All error, lies, and falsehood preys upon the idea of keeping the followers in ignorance to their own destruction.  Contrasted with the promotion of truth, the contrast could not be any more stark.  The point of preaching the Scriptures in truth is to expound (lay open) the teachings for all to see.  Paul told the Ephesian brethren in his farewell to them that he had kept back nothing profitable (Acts 20:21) in his labours there.  He further declared to them all the counsel of God (Acts 20:27) – which in essence says, "If I knew it, you got it.  I held nothing back."  As promoters and allegers of the truth of Jesus Christ today, we should be desirous to open things to people.  If you rightly divide Scripture for people, you are hoping that they will see and the ideas will click.

There have been occasions when I have been engaged in Bible discussions with people, and I have pointed out a passage that plainly declares the opposite of their contended position.  This pointed opening sometimes evokes the following confession from them, "I was hoping you wouldn't go there.  I don't have an answer for that."  They knew it was there, but they wanted it to stay veiled throughout our discussion (closed).  Friends, our desire should be to open things, and sometimes, they need to be opened for us as well.  None of us are above learning and discovering freshness in the concepts of Scripture.  If a valid, reasonable, and above all, Biblical argument can be posed to nudge us in a direction previously avoided, we should labour to follow after that which is opened to us.

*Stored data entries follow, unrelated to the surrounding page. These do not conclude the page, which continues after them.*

PR #2495, opened 2024-07-12
feat(iroh-net): Add holepunching events

flub:
## Description

The aim here is to make users' reports about holepunching problems
actionable.  For this it creates a curated set of events.  This is
much more efficient than trawling through the entire logfile.

The events are emitted for logical reasons.  This means they might not
be emitted in a place where they are guaranteed to have happened, but
rather are emitted where it logically makes sense and all the information
is available.  This is fine since they are not meant to debug the code
itself.  E.g. after a `call-me-maybe.sent` event has been emitted the
packet could still be dropped in the queue of the relay client.  From
the event point of view this is fine, the event happened but the peer
may not have seen the result of this event, which will be visible in the
peer's own events.

Events have all their info in the fiels (and the target itself) and
do not rely on spans geneerally.  However the exception is the `NodeId`
of the endpoint emitting the event which has to be supplied somewhere in
a span.

See also the README for some design behind the events.

Because emitting useful events reveals bugs, this also fixes some:

- `store_endpoints_update` spawned without attaching a span, it now
  preserves the span.

- Since pings are sent at `HEARTBEAT_INTERVAL` they can often be received
  a little later.  This was immediately interpreted as a missed ping,
  which was too eager and resulted in the `PathState` flip-flopping too
  much.  The time window to receive heartbeat pings has been extended a
  little.

Other changes:

- `PingRole::Reactivate` is called `Activate` for now.  This is most of
  the time more accurate.  If needed we can add `Reactivate` as an
  additional role, but I'm not yet sure this is helpful.

- `PathState` now keeps track of the `NodeId` and path (`SendAddr`) it
  applies to.  This makes it easier to reason about things, however
  duplicates this information from where it is stored in the parent struct.

- `DiscoPingPurpose::PingBack` has been explicitly added to make the
  events a bit more meaningful.

## Breaking Changes

none

## Notes & open questions

It is arguable whether this becomes just a different log file source
over time.  I hope that with some effort we can avoid this.

## Change checklist

- [x] Self-review.
- [x] Tests if relevant.

### DIFF
--- a/iroh-net/src/magicsock.rs
+++ b/iroh-net/src/magicsock.rs
@@ -1200,29 +1200,29 @@ impl MagicSock {
         }
     }
 
-    fn send_or_queue_call_me_maybe(&self, url: &RelayUrl, node_id: NodeId) {
+    fn send_or_queue_call_me_maybe(&self, url: &RelayUrl, dst_node: NodeId) {
         let endpoints = self.endpoints.read();
         if endpoints.fresh_enough() {
             let addrs: Vec<_> = endpoints.iter().collect();
             event!(
                 target: "events.net.call-me-maybe.sent",
                 Level::DEBUG,
-                dst_node = %node_id.fmt_short(),
+                dst_node = %dst_node.fmt_short(),
                 via = ?url,
                 ?addrs,
             );
             let msg = endpoints.to_call_me_maybe_message();
             let msg = disco::Message::CallMeMaybe(msg);
-            if !self.send_disco_message_relay(url, node_id, msg) {
-                warn!(dstkey = %node_id.fmt_short(), relayurl = ?url,
+            if !self.send_disco_message_relay(url, dst_node, msg) {
+                warn!(dstkey = %dst_node.fmt_short(), relayurl = ?url,
                       "relay channel full, dropping call-me-maybe");
             } else {
-                debug!(dstkey = %node_id.fmt_short(), relayurl = ?url, "call-me-maybe sent");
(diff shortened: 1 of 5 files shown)


iroh-net/src/magicsock.rs
```diff
@@ -1181,21 +1200,29 @@ impl MagicSock {
         }
     }
 
-    fn send_or_queue_call_me_maybe(&self, url: &RelayUrl, dst_key: PublicKey) {
+    fn send_or_queue_call_me_maybe(&self, url: &RelayUrl, node_id: NodeId) {
```
dignifiedquire, line 1203: maybe keep the destination part, to make it clear this is not our own `node_id`? eg `dst_node_id`

iroh-net/src/magicsock/node_map/node_state.rs
```diff
@@ -1203,7 +1290,7 @@ impl PathState {
     ///
     /// This is the most recent instant between:
     /// - when last pong was received.
-    /// - when the last CallMeMaybe was received.
+    /// - when the last CallMeMaybe was received.  WRONG
```
dignifiedquire, line 1293: WRONG?

iroh-net/src/relay/http/client.rs
```diff
@@ -623,6 +623,14 @@ impl Actor {
             return Err(ClientError::Send);
         }
 
+        event!(
+            target: "events.net.relay.connected",
+            // parent: &span!(Level::TRACE, "events"),
```
dignifiedquire, line 628: ?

In a world that is daily gravitating towards the darkness and further down the hole of death and destruction, may we keep moving upwards towards the glorious light that opens things to us.  His Book declares that He came down, lived here, died a criminal's death in shame for us, and was raised the third and glorious day for our justification.  Anything contrary to this lovely story should be avoided as the works of darkness.  Anything that promotes, adorns, and becomes this sublime account should be alleged and contended for.  But, it should also be opened as well, for the things that pertain to Christ and His work will ever stand forth in glorious reflection in the light of examination and have no fellowship with the works of darkness.